Akuter Mangel an Barbies

Das Ergebnis war überraschend, der gestohlene Film "Barbie" hat alle Erwartungen übertroffen. Es kam noch dicker. Die russische Bevölkerung hat nach dem Kinobesuch eine unvorhersehbare Marotte entwickeln: Alle wollten plötzlich eine Barbie-Puppe haben. Die Firma Mattel, die die Barbie-Puppen produziert, hat Russland nach dem Einmarsch in die Ukraine allerdings verlassen.

Seitdem gibt es keine Barbies mehr für Russland. Die letzten, die noch in den Lagerhallen Staub ansetzten, haben die Kinobesucher nun mit nach Hause genommen. Die Nachfrage bleibt aber groß. Einen neuen Importweg für Barbies über Drittländer wie Indien und den Iran aufzubauen, ist anstrengend und würde die Puppen noch teurer machen, als sie ohnehin schon sind. Könnte man sie denn nicht selbst produzieren?

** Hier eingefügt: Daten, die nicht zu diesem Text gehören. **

Issue #546, opened 2023-05-29
When sending, have a `max` button to send the whole balance (sweep wallet)


pythcoiner:
In the send screen, it would be useful to have a `MAX` button that autofill the sum amount of all the wallet coins.
![image](https://github.com/wizardsardine/liana/assets/124568858/afa45ffa-7352-4a39-bf03-5298248ac8c6)

darosior:
Yes. It's something we've discussed. It's a bit intricate to make work as you change the feerate though.

pythcoiner:
> Yes. It's something we've discussed. It's a bit intricate to make work as you change the feerate though.

yes, i think if `max` has been selected (and until send value not changed by the user) the output amount might be implicitly (total - fee)

darosior:
This was brought up today again. A path forward could be to have the recovery command logic be moved to a "sweep" helper and add another command, `sweep`, that takes a single address and sweeps the whole balance there through the primary path.

The integration in the GUI would be more involved. If sweep was used, it should not let the user add more destinations. Nor select coins actually. @edouardparis wdyt?

darosior:
Adding the daemon label as ideally i think the sweep logic should be in the daemon and tested using the functional tests.

edouardparis:
Recovery panel could be renamed sweep and the primary path added to the list of recovery paths.
Wording can be:

2 paths are accessible next block, please select one
- The primary path
  - Signatures from Ed and Antoine can move 11 coins totalling 1.2334 BTC 
-  Recovery path:
   - Signatures from Ed can move 4 coins totalling 0.6244 BTC

darosior:
That seems reasonable and pretty straightforward.
------- Original Message -------

pythcoiner:
> `sweep`, that takes a single address and sweeps the whole balance there through the primary path.

Do you mean to move in batch _one to one_ or consolidate _many to one_?

darosior:
See also https://github.com/wizardsardine/liana/pull/821.

darosior:
Relevant: https://github.com/wizardsardine/liana/pull/863#discussion_r1423661296

darosior:
I'm not sure. Any opinion?

jp1ac4:
I think we could do both. Having the max button on the Send page is intuitive I think and users may expect to see that option there.

We could have the max button even for multiple recipients: for a given recipient, clicking the max button would return the max available for that recipient after taking into account the other recipients.

darosior:
[...]

PR #974, opened 2024-02-23
gui: add max button for spend recipients

jp1ac4:
This adds the MAX button from #546.

The max amount is calculated within the `redraft` function based on the change output. The recipient's amount is updated directly within this same function in order to avoid another call to `redraft` after updating the amount.

The MAX button only takes effect once when the user clicks it. If further changes are made (e.g. to feerate or other recipients), the value will not update and the user will need to click MAX again.

Currently, the MAX button is always clickable. It would be possible to determine for each recipient whether the MAX button should be clickable for that recipient (feerate is valid and all other recipients are valid and no duplicates), but it's not a trivial change so I'm not sure if it's worth doing as I think the behaviour is quite intuitive.

### DIFF
--- a/gui/src/app/state/spend/step.rs
+++ b/gui/src/app/state/spend/step.rs
@@ -192,6 +192,13 @@ impl DefineSpend {
     /// if the user did not select a coin manually
     fn redraft(&mut self, daemon: Arc<dyn Daemon + Sync + Send>) {
         if !self.form_values_are_valid() || self.exists_duplicate() || self.recipients.is_empty() {
+            // The current form details are not valid to draft a spend, so remove any previously
+            // calculated amount as it will no longer be valid and could be misleading, e.g. if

Die Kunststoffverarbeitungsfabriken werden allerdings derzeit auf die Produktion von Drohnen umgestellt. Doch aus den Resten der Drohnenproduktion wird auch Spielzeug gemacht. Die russische Puppenproduktion hat in der letzten Zeit neue "patriotische" Püppchen auf den Markt gebracht, das Püppchen "Patriot" im Tarnanzug, es gibt aber auch die Versionen "Soldatenmutter" und "Bär".

Die Kunden scheinen nichts dagegen zu haben, dass Puppen in Uniformen die Ladenregale bevölkern. Laut den offiziellen Umfragen finden sie einfach alles gut, was mit ihrem Land geschieht. Für ihre Kinder wollen sie aber Barbies und keine "Soldatenmütter". Bestimmt werden die Fabriken des Landes aber auch die Barbies auf die Reihe kriegen. Aber wäre es nicht pervers, aus dem, was die Drohnenproduktion übrig lässt, Barbies zu produzieren?